1°) d'annuler ce jugement du tribunal administratif d'Orléans du 19...

Vu la procédure suivante :

Procédure contentieuse antérieure :

Mme D... A... a demandé au tribunal administratif d'Orléans d'annuler l'arrêté du 25 juillet 2018 du préfet du Loiret lui refusant la délivrance d'un titre de séjour, l'obligeant à quitter le territoire français dans un délai de trente jours et fixant le pays de destination.

Par un jugement n° 1804010 du 19 novembre 2019, le tribunal administratif d'Orléans a rejeté sa demande.

Procédure devant la cour :

Par une requête enregistrée le 14 juillet 2020 Mme A..., représentée par

Me C..., demande à la cour :

1°) d'annuler ce jugement du tribunal administratif d'Orléans du 19 novembre 2019 ;

2°) d'annuler cet arrêté du 25 juillet 2018 ;

3°) d'enjoindre au préfet du Loiret, à titre principal, de lui délivrer une carte de séjour temporaire mention " vie privée et familiale " ou, à titre subsidiaire, de réexaminer sa situation dans un délai d'un mois à compter de l'arrêt à intervenir et sous astreinte de 100 euros par jour de retard ;

4°) de mettre à la charge de l'État, au titre de l'article L. 761-1 du code de justice administrative, la somme de 1 500 euros à verser à son conseil dans les conditions fixées à l'article 37 de la loi du 10 juillet 1991.

Elle soutient que :

- la décision portant refus de titre de séjour a été prise au vu d'un avis du collège de médecins de l'Office français de l'immigration et de l'intégration (OFII) incomplet et, par suite entaché d'irrégularité au regard des dispositions de l'arrêté du 27 décembre 2016 ;

- cette décision a été prise en méconnaissance des dispositions du 11° de l'article L.313-11 du code de l'entrée et du séjour des étrangers et du droit d'asile, compte tenu de l'impossibilité de bénéficier des soins appropriés à son état de santé dans son pays d'origine ;

- cette décision a été prise en méconnaissance des stipulations de l'article 8 de la convention européenne de sauvegarde des droits de l'homme et des libertés fondamentales et est entachée d'une erreur manifeste dans l'appréciation de ses conséquences sur sa situation personnelle ;

- en l'absence de saisine de la commission du titre de séjour, cette décision est entachée d'un vice de procédure ;

- l'illégalité de cette décision prive de base légale la décision portant obligation de quitter le territoire français.

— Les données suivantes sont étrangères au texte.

PR #231, opened 2024-04-10
MB-61029: Caching Vec To DocID Map

Likith101:
- Generalized some of the cache functions
 - Cache will include vec to docid mapping as well as one structure to help vec excluded calculation as well as the vec excluded structure
 - Added back the cache mutexes because cache reads will also write back some of the structures depending on the except bitmap

### DIFF
--- a/faiss_vector_cache.go
+++ b/faiss_vector_cache.go
@@ -70,6 +70,19 @@ func (vc *vectorIndexCache) loadOrCreate(fieldID uint16, mem []byte, except *roa
 	return index, vecDocIDMap, vecIDsToExclude, err
 }
 
+func (vc *vectorIndexCache) fetch(fieldID uint16) *cacheEntry {
+	vc.m.RLock()
+	defer vc.m.RUnlock()
+
+	entry, ok := vc.cache[fieldID]
+	if !ok {
+		return nil
+	}
+
+	entry.addRef()
+	return entry
+}
+
 func (vc *vectorIndexCache) createAndCache(fieldID uint16, mem []byte, except *roaring.Bitmap) (
 	index *faiss.IndexImpl, vecDocIDMap map[int64]uint32, vecIDsToExclude []int64, err error) {
 	vc.m.Lock()
@@ -78,8 +91,8 @@ func (vc *vectorIndexCache) createAndCache(fieldID uint16, mem []byte, except *r
 	// when there are multiple threads trying to build the index, guard redundant
 	// index creation by doing a double check and return if already created and
 	// cached.
-	entry, exists := vc.cache[fieldID]
-	if exists {
+	entry, ok := vc.cache[fieldID]
+	if ok {
 		entry.addRef()
 		index, vecDocIDMap = entry.load()
 		if except != nil && !except.IsEmpty() {
@@ -123,11 +136,11 @@ func (vc *vectorIndexCache) createAndCache(fieldID uint16, mem []byte, except *r
 		return nil, nil, nil, err
 	}
 
-	vc.upsertLOCKED(fieldID, index, vecDocIDMap)
+	vc.insertLOCKED(fieldID, index, vecDocIDMap)
 	return index, vecDocIDMap, vecIDsToExclude, nil
 }
 
-func (vc *vectorIndexCache) upsertLOCKED(fieldIDPlus1 uint16,
+func (vc *vectorIndexCache) insertLOCKED(fieldIDPlus1 uint16,
 	index *faiss.IndexImpl, vecDocIDMap map[int64]uint32) {
 	// the first time we've hit the cache, try to spawn a monitoring routine
 	// which will reconcile the moving averages for all the fields being hit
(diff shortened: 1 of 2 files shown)


faiss_vector_cache.go
```diff
@@ -57,21 +64,65 @@ func (vc *vecIndexCache) Clear() {
...
+	vecDocIDMap := vc.vecDocIDMap
+	docIDExcluded := vc.docIDExcluded
+	vecExcluded := vc.vecExcluded
+	vc.m.RUnlock()
+
+	if except != nil {
+		newExcluded := false
+		vc.m.Lock()
+		it := except.Iterator()
+		for it.HasNext() {
```
abhinavdangeti, line 97: I don't think this is a good idea - we're trading compute for resource usage.
The least you should be doing is holding a copy of except and do ..
```
if cacheExcept.Intersects(except) {
``` 
.. to determine if the except bitmap has changed or not.

But even this is probably not worth the trade off of having to determine vecExcluded again in the event except has diverged.

abhinavdangeti (changes requested):
@Likith101 See my in-line comments, in summary I don't think we should be caching anything else but `vecToDocIDMap`.

abhinavdangeti:
@Likith101 Let's also rebase your changes over the base branch, some conflicts have cropped up.

Likith101:
> @Likith101 Let's also rebase your changes over the base branch, some conflicts have cropped up.

I'll rebase once the base branch is merged.

abhinavdangeti:
We've merged the base branch, will review after the rebase then (you can hit edit above to change the base branch to `master`) - make sure only the diff appears in this PR here.

abhinavdangeti:
@Likith101 I feel the base branch you're using here has deviated so much and since you have a commit  that does something and then goes back on it with a following commit - resolving is not quite straight forward.

My recommendation for you here is ..
- start off fresh with your load branch `vecToDocMap` at the tip of master
- make all the changes you need again over it
- **force push your code as a single commit** to this branch on origin

Likith101:
Here are some of the performance improvements that I noticed on my local when trying to test these changes.

| Time Between Queries | Average Latency with No Cache | Only Vector Index Cached | Both Index and Map Cached |
| --- | --- | --- | --- |
| 10ms | 559.47ms | 69.74ms | 29.85ms |
| 25ms | 524.53ms | 66.21ms | 32.15ms |
| 50ms | 525.32ms | 65.93ms | 37.58ms |
| 75ms | 522.78ms | 66.86ms | 40.72ms |
| 100ms | 523.66ms | 68.32ms | 45.74ms |
| 200ms | 524.63ms | 84.30ms | 45.82ms |
| 250ms | 537.42ms | 95.01ms | 47.12ms |
| 300ms | 523.27ms | 97.04ms | 43.64ms |
| 500ms | 523.09ms | 98.45ms | 48.17ms |
| 750ms | 528.64ms | 97.59ms | 46.83ms |
| 1000ms | 549.17ms | 97.93ms | 48.17ms |
| 1500ms | 564.24ms | 286.55ms | 270.62ms |
| 2000ms | 562.52ms | 315.56ms | 289.28ms |
| 2500ms | 564.03ms | 624.43ms | 527.14ms |
| 3000ms | 558.75ms | 556.64ms | 550.42ms |
| 5000ms | 563.99ms | 561.57ms | 566.26ms |

Based on these results, we can see that the cache is cleared out after roughly 2.5 seconds after a single query is hit. A burst of queries will mean that more time is needed to clear the cache, but since the decay is exponential, it will not stay loaded for a very long time. (Roughly 100 queries within 1 second will mean the cache stays for 6-7 seconds). The tests used random queries on sift 1M index.

abhinavdangeti (dismissed):
Looking good to me now.
@Thejas-bhat would you make one pass here as well please.

abhinavdangeti (dismissed):
On second thought - both @Likith101 & @Thejas-bhat should comment on any concerns.

abhinavdangeti (dismissed):

faiss_vector_cache.go
```diff
@@ -18,92 +18,130 @@
...
-	if present {
-		vecIndex = cachedIndex
-		vc.incHit(fieldID)
+func (vc *vectorIndexCache) loadOrCreate(fieldID uint16, mem []byte, except *roaring.Bitmap) (
+	index *faiss.IndexImpl, vecDocIDMap map[int64]uint32, vecIDsToExclude []int64, err error) {
+	entry := vc.fetch(fieldID)
+	if entry != nil {
+		index, vecDocIDMap = entry.load()
+		if except != nil && !except.IsEmpty() {
+			for vecID, docID := range vecDocIDMap {
```
Thejas-bhat, line 61: @Likith101, a small doubt here (for future reference as well). I remember you were caching the vecIDsToExclude as well. I realize that it's removed in the latest patch because it can have compute dent while maintaining it in cases the bitmapts are updated etc. Were you able to gauge how much overhead traversing the map and compute the vecIDsToExclude had? My doubt over here could pointing out something very niche but I suppose it's worth keeping in mind if it does have an overhead.

faiss_vector_cache.go
```diff
@@ -18,92 +18,130 @@
...
 	// cached.
-	entry, present := vc.cache[fieldID]
-	if present {
-		rv := entry.index
-		entry.incHit()
-		return rv, nil
+	entry, ok := vc.cache[fieldID]
+	if ok {
+		entry.addRef()
+		index, vecDocIDMap = entry.load()
```
Thejas-bhat, line 97: maybe we can keep the following snippet in a func since its repeated at a couple of places (line 60) calling it "getInvalidVecs" or something better.

faiss_vector_cache.go
```diff
@@ -18,92 +18,130 @@
...
+	defer vc.m.RUnlock()
+
+	entry, ok := vc.cache[fieldID]
+	if !ok {
+		return nil
 	}
-	vc.addRef(fieldID)
-	return vecIndex, err
+
+	entry.addRef()
```
Thejas-bhat, line 82: I see that an entry.addRef() is followed immediately entry.load(). for better readability maybe we can move the addRef() invocation inside the load() function and although it might mean have a RLock() there i dont think it would cause functional defects. Please think upon the same and see if you think it's worth doing it

faiss_vector_cache.go
Likith101: The overhead would only show up when there are constant mutations in the index altering the except bitmap. I was not able to determine how much difference both the approaches made using my testing.

faiss_vector_cache.go
Likith101: It might be better to have the addRef with load. I don't think the locks affect anything here, but I'll check once before making this change

abhinavdangeti (dismissed):
Thanks @Likith101 . Looks good.
Best let @Thejas-bhat put in his review as well to make sure all his comments/concerns have been addressed.

abhinavdangeti (approved):

Thejas-bhat (approved):

PR #233, opened 2024-04-12
minor optimizations and bug fixes

CascadingRadium:
- Ensure slice capacities are accurately calculated to always be equal to the final slice length
- Fix test to cleanup zap segment after completion


abhinavdangeti:
@CascadingRadium would you add to the description above everything this change intends to do.

abhinavdangeti (approved):

section_faiss_vector_index.go
```diff
@@ -275,6 +275,8 @@ func (v *vectorIndexOpaque) mergeAndWriteVectorIndexes(sbs []*SegmentBase,
 	indexes []*vecIndexMeta, w *CountHashWriter, closeCh chan struct{}) error {
 
 	vecIndexes := make([]*faiss.IndexImpl, 0, len(sbs))
+	finalVecIDCap := 0
```
Thejas-bhat, line 278: nit: you can initialise both these vars in a single line as `var finalVecIDCap, indexDataCap int`

PR #234, opened 2024-04-19
MB-60943 - Reduce number of centroids for IVF indexes.

metonymic-smokey:
This PR reduces the number of centroids for vectors in sizes ranging from 200k to 1M. Since the reduction in training time is linearly dependent on reduction in centroids, this is to drive down training time.


abhinavdangeti (commented):
@metonymic-smokey is this ready for review - would you update the title here to better reflect the change itself.

abhinavdangeti (approved):

PR #18, opened 2026-05-17
fix(RemoteLlmEngine): pin Java HttpClient to HTTP/1.1 (hangs with non-Apache-class HTTP/1.1 LLM servers)

pmanko:
`RemoteLlmEngine.getHttpClient()` builds the Java HttpClient with no `.version()` call, so it defaults to `HTTP_2` and attempts an `h2c` upgrade on the first plaintext-`http://` request. Against several lightweight HTTP/1.1 LLM servers commonly used with the `remote` engine — notably LM Studio's llama.cpp-derived server, but the same shape applies to `llama-cpp-server`, some `vLLM` configurations, and `text-generation-inference` — the upgrade handshake wedges the client. `HttpClient.send()` parks on its internal CompletableFuture and never completes; `chartsearchai.llm.timeoutSeconds` does not recover because the wedge is before the request actually leaves the client (per-request `.timeout()` only covers in-flight sockets).

Confirmed with a thread dump: `http-nio-*-exec-*` parked at `RemoteLlmEngine.infer:67 → HttpClient.send → CompletableFuture.get`, zero TCP connections in the container's `/proc/net/tcp` to the endpoint, and zero `chat/completions` entries in the server's request log. With this one-line change pinning `HTTP_1_1`, the same setup (LM Studio + gemma-4-e2b-it, a 25k-token chart prompt) streams an answer with citations in ~12s.

`https://` endpoints (OpenAI, Anthropic, etc.) are unaffected — Java's `client.version()` preference is overridden by ALPN, so TLS connections keep negotiating HTTP/2 as before. The change only affects plaintext `http://` endpoints, which is exactly the case where the wedge happens.

CI failures on this PR are the pre-existing `querystore-api:1.0.0-SNAPSHOT` resolution error introduced in `0215d81` — independent of this change.

### DIFF
--- a/api/src/main/java/org/openmrs/module/chartsearchai/api/impl/RemoteLlmEngine.java
+++ b/api/src/main/java/org/openmrs/module/chartsearchai/api/impl/RemoteLlmEngine.java
@@ -206,6 +206,7 @@ public class RemoteLlmEngine implements LlmEngine {
 	private synchronized HttpClient getHttpClient() {
 		if (httpClient == null) {
 			httpClient = HttpClient.newBuilder()
+					.version(HttpClient.Version.HTTP_1_1)
 					.connectTimeout(Duration.ofSeconds(30))
 					.build();
 		}


dkayiwa:
I verified this against current main (5223f92) and want to take it.

The gap is still there: RemoteLlmEngine.getHttpClient() builds its client with only connectTimeout (lines 231-238), no version pin, so the default HTTP_2-with-h2c-upgrade behavior you diagnosed is still in play for plaintext endpoints. Your one-line diff applies cleanly to today's main (checked with `git apply --check`). The CI failures on this branch were the querystore-api SNAPSHOT resolution problem of that era, which is gone: the artifact is published on mavenrepo.openmrs.org (snapshot build 74, last updated 2026-07-14) and main's build matrix is green.

Two accuracy notes from testing around this, neither of which blocks:

1. The PR text says https endpoints are unaffected because ALPN overrides the client preference. It is actually the reverse: with version(HTTP_1_1) the client stops offering h2 in ALPN, so TLS endpoints also drop to HTTP/1.1. That is harmless for OpenAI-style APIs (long-lived single streaming requests), just worth recording accurately here for the history.

2. The wedge looks specific to certain server implementations rather than to HTTP/1.1 LLM servers generally: LocalLlmEngine drives the bundled llama.cpp server over plaintext http with the same unpinned java.net.http.HttpClient and has never hung, so cpp-httplib evidently tolerates the h2c upgrade header while LM Studio's server does not. Your thread-dump evidence stands, and the pin is the right defensive default for the remote engine either way.

Could you rebase so CI runs green here? If you would rather not, say so and I will cherry-pick the commit with attribution. I will smoke-test the public demo (which runs the remote engine) right after this lands.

Par un mémoire en défense enregistré le 28 décembre 2020, le préfet du Loiret conclut au rejet de la requête.

Il fait valoir que les moyens invoqués par la requérante ne sont pas fondés.

Mme A... a été admise au bénéfice de l'aide juridictionnelle totale par une décision du 11 juin 2020.

Vu les autres pièces du dossier.

Vu :

- la convention européenne de sauvegarde des droits de l'homme et des libertés fondamentales ;

- le code de l'entrée et du séjour des étrangers et du droit d'asile ;

- la loi n° 91-647 du 10 juillet 1991 ;

- l'arrêté du 27 décembre 2016 relatif aux conditions d'établissement et de transmission des certificats médicaux, rapports médicaux et avis mentionnés aux articles R. 31322, R. 313-23 et R. 511-1 du code de l'entrée et du séjour des étrangers et du droit d'asile ;

- le code de justice administrative.

Le président de la formation de jugement a dispensé le rapporteur public, sur sa proposition, de prononcer des conclusions à l'audience.

Les parties ont été régulièrement averties du jour de l'audience.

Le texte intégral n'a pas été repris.